Always, it seems, there is something more to be discovered about this game. Sit quietly in the upper stand and look at the field. Half close your eyes against the sun, so that the players recede a little, and watch the movements of baseball. The pitcher, immobile on the mound, holds the inert white ball, his little lump of physics. Now, with abrupt gestures, he gives it enormous speed and direction, converting it suddenly into a line, a moving line. The batter, wielding a plane, attempts to intercept the line and acutely alter it, but he fails; the ball, a line again, is redrawn to the pitcher, in the center of this square, the diamond. Again the pitcher studies his task—the projection of his next line through the smallest possible segment of an invisible seven-sided solid (the strike zone has depth as well as height and width) sixty feet and six inches away; again the batter considers his even more difficult proposition, which is to reverse this imminent white speck, to redirect its energy not in a soft parabola or a series of diminishing squiggles but into a beautiful and dangerous new force, of perfect straightness and immense distance. In time, these and other lines are drawn on the field; the batter and the fielders are also transformed into fluidity, moving and converging, and we see now that all movement in baseball is a convergence toward fixed points—the pitched ball toward the plate, the thrown ball toward the right angles of the bases, the batted ball toward the as yet undrawn but already visible point of congruence with either the ground or a glove. Simultaneously, the fielders hasten toward that same point of meeting with the ball, and both the base-runner and the ball, now redirected, toward their encounter at the base. From our perch, we can sometimes see three or four or more such geometries appearing at the same instant on the green board below us, and, mathematicians that we are, can sense their solution even before they are fully drawn. It is neat, it is pretty, it is satisfying. Scientists speak of the profoundly moving aesthetic beauty of mathematics, and perhaps the baseball field is one of the few places where the rest of us can glimpse this mystery.
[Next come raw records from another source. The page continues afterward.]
PR #14395, opened 2024-09-17
feat(suite): disable tx bumpfee except lowestnonc

### LINKED ISSUE #13529: Disable “Bump Fee” for txs with higher nonce than the lowest pending
Users are currently experiencing difficulty determining which transaction to bump to ensure it gets confirmed. The current system can lead to confusion, as bumping the oldest transaction with a small fee may still not result in confirmation due the a fact that oldest tx (time) may not have lowest nonce (was already bumped once)

Solution to address this issue:

1.	Disable “Bump Fee” for txs with higher nonce: Only the bump button for the transaction with the lowest nonce should remain enabled. This will guide users to prioritize the oldest transaction first.
2.	Add Tooltips to Disabled Buttons: Implement tooltips on disabled buttons indicating that the user must first bump the fee for the transaction with the lowest nonce. This tooltip will provide clarity on the required action.

Possible downsides:
1. In case user has all txs underprices, he has to wait for the oldest one to get confirmed to bump the rest. If that is problematic, we can introduce modal or add nonce to pending tx 

Screenshot 2024-07-28 at 20 53 13

Please take in mind also this change which can make it even more confusing https://github.com/trezor/trezor-suite/pull/12975

enjojoy:
## Description

Disable all the bump fees buttons except the transaction with the lowest nonce (the oldest transaction). Tooltip is displayed only on the disabled buttons.

## Related Issue

Resolve https://github.com/trezor/trezor-suite/issues/13529

## Screenshots:

image

### DIFF
--- a/packages/suite/src/components/wallet/TransactionItem/TransactionItem.tsx
+++ b/packages/suite/src/components/wallet/TransactionItem/TransactionItem.tsx
@@ -2,7 +2,7 @@ import { memo, useMemo, useState } from 'react';
 import styled, { css } from 'styled-components';
 import { AnimatePresence } from 'framer-motion';
 import { selectIsPhishingTransaction } from '@suite-common/wallet-core';
-import { variables, Button, Card } from '@trezor/components';
+import { variables, Button, Card, Link } from '@trezor/components';
 import { Translation } from 'src/components/suite';
 import { useDispatch, useSelector } from 'src/hooks/suite';
 import { openModal } from 'src/actions/suite/modalActions';
@@ -35,6 +35,8 @@ import { BlurWrapper } from './TransactionItemBlurWrapper';
 import { selectSelectedAccount } from 'src/reducers/wallet/selectedAccountReducer';
 import { getInstantStakeType } from 'src/utils/suite/stake';
 import { isStakeTypeTx } from '@suite-common/suite-utils';
+import { Tooltip } from '@trezor/components';
+import { HELP_CENTER_REPLACE_BY_FEE } from '@trezor/urls';
 
 // eslint-disable-next-line local-rules/no-override-ds-component
 const Wrapper = styled(Card)<{
@@ -88,6 +90,7 @@ interface TransactionItemProps {
     network: Network;
     accountType: AccountType;
     className?: string;
+    disableBumpFee?: boolean;
     index: number;
 }
 
@@ -101,6 +104,7 @@ export const TransactionItem = memo(
         network,
         accountType,
         className,
+        disableBumpFee,
         index,
     }: TransactionItemProps) => {
         const [limit, setLimit] = useState(0);
@@ -182,6 +186,42 @@ export const TransactionItem = memo(
         const dataTestBase = `@transaction-item/${index}${
             transaction.deadline ? '/prepending' : ''
         }`;
+
+        const BumpFeeButton = ({ isDisabled }: { isDisabled: boolean }) => (
+            <Button
+                variant="tertiary"
+                onClick={() => openTxDetailsModal(true)}
+                isDisabled={isDisabled}
+            >
+                <Translation id="TR_BUMP_FEE" />
+            </Button>
+        );
+
+        const DisabledBumpFeeButtonWithTooltip = () => (
+            <Tooltip
+                content={
+                    <div>
+                        <Translation
+                            id="TR_BUMP_FEE_DISABLED_TOOLTIP"
+                            values={{
+                                a: chunks => (
+                                    <Link
+                                        href={HELP_CENTER_REPLACE_BY_FEE}
+                                        variant="nostyle"
+                                        icon="externalLink"
+                                        type="hint"
+                                    >
+                                        {chunks}
+                                    </Link>
+                                ),
+                            }}
+                        />
+                    </div>
+                }
+            >
+                <BumpFeeButton isDisabled={true} />
+            </Tooltip>
+        );
 
         // we are using slightly different layout for 1 targets txs to better match the design
         // the only difference is that crypto amount is in the same row as tx heading/description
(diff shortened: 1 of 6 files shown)


enjojoy:
Learn more link - https://trezor.io/learn/a/replace-by-fee-rbf-ethereum

MiroslavProchazka:
What about using "oldest pending transaction", instead of first? Does that make sense?

packages/suite/src/components/wallet/TransactionItem/TransactionItem.tsx
```diff
@@ -418,12 +422,46 @@ export const TransactionItem = memo(
...
+                                            }
+                                        >
+                                            <Button
+                                                variant="tertiary"
+                                                onClick={() => openTxDetailsModal(true)}
+                                                isDisabled={true}
+                                            >
+                                                <Translation id="TR_BUMP_FEE" />
+                                            </Button>
+                                        </Tooltip>
```
Lemonexe: I'd extract the tooltipped button to a new component (just here in this file), as the indentation is IMHO getting quite wild (gotta love prettier :smile:  ).

:thought_balloon:  Since the `Button` inside the `Tooltip` is almost the same, only changes are 1) being wrapped by `Tooltip` and 2) `isDisabled`, maybe there could be a wrapper component, which would either render
`<Tooltip ...>{children}</Tooltip>` or just `children`. But it's overkill to do it just to prevent duplication of four lines, so I'll leave that at your discretion :slightly_smiling_face:

suite-common/wallet-utils/src/transactionUtils.ts
```diff
@@ -1034,3 +1034,23 @@ export const groupTokensTransactionsByContractAddress = (
...
     return groupedTokensTxs;
 };
+
+export const getTransactionWithLowestNonce = (
+    transactionGroups: GroupedTransactionsByDate,
+): WalletAccountTransaction | null => {
+    let lowestNonceTransaction: WalletAccountTransaction | null = null;
+
+    Object.keys(transactionGroups).forEach(dateKey => {
+        transactionGroups[dateKey].forEach(transaction => {
```
Lemonexe: This code is fine, but it could be simplified :slightly_smiling_face: 

1. You can grab `Object.values` instead of `keys`
2. You can flatten the array, and avoid the nested `forEach`

```suggestion
    Object.values(transactionGroups)
        .flat()
        .forEach(transaction => {
```

suite-common/wallet-utils/src/transactionUtils.ts
```diff
@@ -1034,3 +1034,23 @@ export const groupTokensTransactionsByContractAddress = (
...
+                lowestNonceTransaction === null ||
+                currentNonce < Number(lowestNonceTransaction.ethereumSpecific?.nonce)
+            ) {
+                lowestNonceTransaction = transaction;
+            }
+        });
+    });
+
+    return lowestNonceTransaction;
+};
```
Lemonexe: Actually now that I played around with it, you could "simplify" it further using `.reduce`, though it's questionable if it makes it better readable :smile:  
This code should do the same. And that being said, **this function could do with tests** (you could use values from the `groupTransactionsByDate` test)

```
export const getTransactionWithLowestNonce = (
    transactionGroups: GroupedTransactionsByDate,
): WalletAccountTransaction | null =>
    Object.values(transactionGroups)
        .flat()
        .reduce<WalletAccountTransaction | null>((lowestNonceTransaction, transaction) => {
            const currentNonce = Number(transaction.ethereumSpecific?.nonce);
            if (
                lowestNonceTransaction === null ||
                currentNonce < Number(lowestNonceTransaction.ethereumSpecific?.nonce)
            ) {
                lowestNonceTransaction = transaction;
            }

            return lowestNonceTransaction;
        }, null);
```

Lemonexe (commented):
Codewise looks good, just some comments to make it neat.
And please, create the unit test if possible.

I didn't yet get to test it, then I'll finish the CR..

suite-common/wallet-utils/src/transactionUtils.ts
```diff
@@ -1034,3 +1034,23 @@ export const groupTokensTransactionsByContractAddress = (
...
 };
+
+export const getTransactionWithLowestNonce = (
+    transactionGroups: GroupedTransactionsByDate,
+): WalletAccountTransaction | null => {
+    let lowestNonceTransaction: WalletAccountTransaction | null = null;
+
+    Object.keys(transactionGroups).forEach(dateKey => {
+        transactionGroups[dateKey].forEach(transaction => {
+            const currentNonce = Number(transaction.ethereumSpecific?.nonce);
```
Lemonexe, line 1045: :warning:  I just realized a problem here - for non-ethereum, this function returns the first transaction. I think it should return `null`, because it's an ethereum-only feature.
So I would add before this line: `if(!transaction.ethereumSpecific) return`

Or you could do it in `TransactionGroupedList` - don't call this function if `network.networkType !== 'ethereum'`

Lemonexe (changes requested):
I tested it and it works correctly for ethereum-type networks :heavy_check_mark:
But it also disables button & displays tooltip for **non-ethereum** network txs (bitcoin testnet) :x:
I believe this is undesired, right?

enjojoy:
> I tested it and it works correctly for ethereum-type networks ✔️ But it also disables button & displays tooltip for **non-ethereum** network txs (bitcoin testnet) ❌ I believe this is undesired, right?

Yes, thank you, will fix that

tomasklim:
> What about using "oldest pending transaction", instead of first? Does that make sense?

Oldest by nonce, not by time

packages/suite/src/components/wallet/TransactionItem/TransactionItem.tsx
enjojoy: I just took it out in a variable so the indentation is not as crazy and It's better readable. If we'd have more occasions of buttons with tooltips, i think it'd be worth it creating a component for that.

suite-common/wallet-utils/src/transactionUtils.ts
enjojoy: Thank you, that's big brain 🧠 Maybe it's a little less readable than using for each, but I like it

suite-common/wallet-utils/src/transactionUtils.ts
enjojoy: I would do both for safety

Lemonexe (approved):
Thanks, it's working as expected :heavy_check_mark: 
Codewise looking great :rocket:

~`getTransactionWithLowestNonce` could do with unit tests~

enjojoy:
> Thanks, it's working as expected ✔️ Codewise looking great 🚀
> 
> `getTransactionWithLowestNonce` could do with unit tests, but oh well, I'm guilty of untested code too 😅 Can be done later 🤷

I pushed the tests 😼

Lemonexe (approved):
Good job adding the unit tests, now the code is a bit safer :+1:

The last dimension is time. Within the ballpark, time moves differently, marked by no clock except the events of the game. This is the unique, unchangeable feature of baseball, and perhaps explains why this sport, for all the enormous changes it has undergone in the past decade or two, remains somehow rustic, unviolent, and introspective. Baseball’s time is seamless and invisible, a bubble within which players move at exactly the same pace and rhythms as all their predecessors. This is the way the game was played in our youth and in our fathers’ youth, and even back then—back in the country days—there must have been the same feeling that time could be stopped. Since baseball time is measured only in outs, all you have to do is succeed utterly; keep hitting, keep the rally alive, and you have defeated time. You remain forever young. Sitting in the stands, we sense this, if only dimly. The players below us—Mays, DiMaggio, Ruth, Snodgrass—swim and blur in memory, the ball floats over to Terry Turner, and the end of this game may never come.